Tim O’Reilly has been an advocate of open data access and standards for some time, especially from governments. He’s pushed for more interoperability and certainly more accessability from all sorts of groups. He gave an interview earlier this year to LinuxVoice where he talked about a variety of things, but data was foremost on his mind.
There are some good thoughts, but I was pleased to see him looking for more software to adapt how it works with data rather than asking data to match the application. An interesting thought he had was in the area of control systems. Does every device or sensor need a separate application and way of interacting or should we have some guiding design principles that let similar applications work in similar ways with different data? That almost sounds like good data modeling and normalization principles in action, backing a data driven application.
I also liked his acknowledgment of the fact that so much of our data isn’t very portable. Between social networks and proprietary storage, it becomes hard to move data around. The pattern of downloading data, perhaps editing, perhaps not, and then uploading elsewhere works great with ETL tools, but it’s cumbersome for many users and applications to deal with. Building ways for us to interact with disparate data, allowing for queries to remote sources, sometimes transforming and copying data, all of this needs to be easier to implement and integrate inside software.
In some ways, I think the 3.0 model of our Internet interaction will take place around data. I think SSIS will continue to be one of the most valuable tools in SQL Server (along with lots of demand for work), but it still needs improvement and enhancement to catch up to other ETL tools. I really hope Microsoft believes this and continues to invest in the tool.

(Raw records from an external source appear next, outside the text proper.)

PR #406, opened 2019-10-09
ci: Check diff in format.sh only in CI mode

kyliau:
PR closes https://github.com/angular/vscode-ng-language-service/pull/405


kyliau:
Build on Travis CI would fail if any of the scripts fail, so ok to close #405.

Reference: https://docs.travis-ci.com/user/job-lifecycle/#customizing-the-build-phase

PR #415, opened 2019-10-11
feat: Allow users to set @angular/language-service from vscode

kyliau:
This PR allows users to change the version of typescript and
@angular/language-service used by the server from vscode.

Instead of using process.cwd() (which is a very bad idea), the extension
client should instead look for typescript and @angular/language-service
in the workspace folders.
If there's no workspace folder, fallback to the bundled version.

Screenshot from 2019-10-10 17-06-23

### DIFF
--- a/package.json
+++ b/package.json
@@ -23,7 +23,17 @@
         "title": "Restart Angular Language server",
         "category": "Angular"
       }
-    ]
+    ],
+    "configuration": {
+      "title": "Angular Language Service",
+      "properties": {
+        "angular.ngdk": {
+          "type": ["string", "null"],
+          "default": null,
+          "description": "Specifies the folder path to @angular/language-service."
+        }
+      }
+    }
   },
   "activationEvents": [
     "onLanguage:html",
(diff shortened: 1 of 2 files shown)


package.json
```diff
@@ -23,7 +23,17 @@
         "title": "Restart Angular Language server",
         "category": "Angular"
       }
-    ]
+    ],
+    "configuration": {
+      "title": "Angular Language Service",
+      "properties": {
+        "angular.ngdk": {
```
ayazhafiz: What is `ngdk`? Also, can you add to the description that this points to the Language Service in node modules or falls back on the bundled version by default?

kyliau: It's not a very intuitive name, I must agree, but I also think it's good to align with TypeScript.
TypeScript has a config named `tsdk`, which I assume is short for "TypeScript development kit"
https://github.com/microsoft/vscode/blob/f3d4a67c2dddf45cb1636f959ae47ce47ead60d2/extensions/typescript-language-features/package.json#L119-L127

The description here will generate a tooltip that explains the field. I don't think we should mention fallback to the bundled version, because the very point of specifying `ngdk` is to override that behavior.

ayazhafiz: Is there anyway to mark it as optional, then? I just worry that some users may think this is a required configuration.

kyliau: With the default value set, it's already optional. Same with `typescript.tsdk`, by default it's null.

PR #4341, opened 2026-05-14
dbeaver/cloudbeaver#4138 feat: support inline editing of multi-line v…

### LINKED ISSUE #4138: The interface may be misleading and cause update problems
### Description

https://github.com/user-attachments/assets/1145e678-814c-4865-a2d2-abc44409b824

As you can see in the video, if a string contains special characters like \n, \r, etc..., copying and pasting the text from the box does not produce the same result if you click on the box or select the text.
In addition, if we modify the data from the interface box, the data is updated without taking into account the characters that are hidden and overwrites them.

### Steps to reproduce

- Create a table containing a string with \n, \r etc...
- Copy paste its content by clicking on the box and selecting the text to see the difference
- Edit cell content

### Expected/Desired Behavior

The copy and paste should be constant and reflect the reality of what is contained in the box.
A modification should not be able to overwrite the characters that are hidden.

### CloudBeaver Version

25.3.4

### Additional context

_No response_

SychevAndrey:
…alues in data grid cells

- TextEditor: switch <input> to <textarea rows=1> so newlines are preserved when editing. Suppress the trailing insertLineBreak from the Enter that opens the editor (would otherwise wipe the auto-selected value).
- ResultSetFormatAction.truncateText: substitute \n, \r, \r\n, \t with visible glyphs (↵, ␍, →) and collapse other control chars to a space in a single pass.

Perf note: the new replace should be faster than the prior split('') + map + join. No intermediate array allocations, and the callback runs only on matched chars (which are sparse in display text). \p{Cc} also expands coverage from charCode < 32 to include DEL and C1 controls (U+007F, U+0080–U+009F). (closer to Dbeaver behavior)

### DIFF
--- a/webapp/common-react/@dbeaver/react-data-grid/src/editors/TextEditor.module.css
+++ b/webapp/common-react/@dbeaver/react-data-grid/src/editors/TextEditor.module.css
@@ -1,5 +1,6 @@
 :global(.rdg-cell) .editor {
   appearance: none;
+  resize: none;
 
   box-sizing: border-box;
   min-height: initial;
--- a/webapp/common-react/@dbeaver/react-data-grid/src/editors/TextEditor.tsx
+++ b/webapp/common-react/@dbeaver/react-data-grid/src/editors/TextEditor.tsx
@@ -1,6 +1,6 @@
 /*
  * CloudBeaver - Cloud Database Manager
- * Copyright (C) 2020-2025 DBeaver Corp and others
+ * Copyright (C) 2020-2026 DBeaver Corp and others
  *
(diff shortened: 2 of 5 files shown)


SychevAndrey:
https://github.com/user-attachments/assets/fa34c6cd-d3f7-4b1a-b93d-15d9455d532a

sergeyteleshev (dismissed):

devnaumov (dismissed):

devnaumov (approved):

sergeyteleshev (approved):

PR #4350, opened 2026-05-19
dbeaver/pro#9131 use visual keys for copy & paste

devnaumov:
closes [9131](https://github.com/dbeaver/pro/issues/9131)

Added visual keys in the view action. They are the same as before but now include pinned logic. Pinned visual keys should not affect anything except copy and paste for now. sql generation and other processes should continue using the usual keys.

### DIFF
--- a/webapp/packages/plugin-data-viewer/src/DatabaseDataModel/Actions/Grid/GridViewAction.ts
+++ b/webapp/packages/plugin-data-viewer/src/DatabaseDataModel/Actions/Grid/GridViewAction.ts
@@ -73,12 +73,29 @@ export class GridViewAction<
     return this.columnsOrder.map(index => ({ index }));
   }
 
+  get visualColumnKeys(): IGridColumnKey[] {
+    return this.columnKeys.slice().sort((a, b) => {
+      const aPinned = this.isColumnPinned(a);
+      const bPinned = this.isColumnPinned(b);
+
+      if (aPinned === bPinned) {
+        return 0;
+      }
+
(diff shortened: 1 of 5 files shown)


webapp/packages/plugin-data-viewer/src/DatabaseDataModel/Actions/Grid/GridViewAction.ts
```diff
@@ -73,6 +73,19 @@ export class GridViewAction<
     return this.columnsOrder.map(index => ({ index }));
   }
 
+  get visualColumnKeys(): IGridColumnKey[] {
+    return this.columnKeys.slice().sort((a, b) => {
```
SychevAndrey, line 77: Let's say we have cols 1,2,3,4,5,6.

We pin 4 an 5.

What we get from columnKeys and what will be the visualColumnKeys result?

Then we unpin and pin 5th first, then 4th.

What will be the result? Seems like it will be the same to the first one.

SychevAndrey (approved):

webapp/packages/plugin-data-viewer/src/DatabaseDataModel/Actions/Grid/GridViewAction.ts
devnaumov: When we pin columns, their order depends on their position in the table. So if we pin column 3 and then column 1, the order will be 3, 1 (current devel behavior). We will likely change this later

sergeyteleshev (approved):

PR #4354, opened 2026-05-20
dbeaver/pro#8486 feat: add DataReadonlyReason API for data sources

SychevAndrey:
Previously TableStatusIndicator relied on model.isReadonly() which lost reasons. This caused the "Read-only connection" tooltip to show in grouping panel even on editable connections — the connection wasn't read-only, the presentation was.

I also think that the data professionals that really stand out in the next decade will be those that learn to make the choices about when to use R, JSON, XML, HADOOP, or whatever non-RDBMS tool to meet a need. But also when not to use these tools. The better data professionals will make good decisions about when to query data, and when to move it to another system.
It’s an exciting time to work with data as the opportunities and rewards continue to expand and grow. I look forward to what the future will bring us.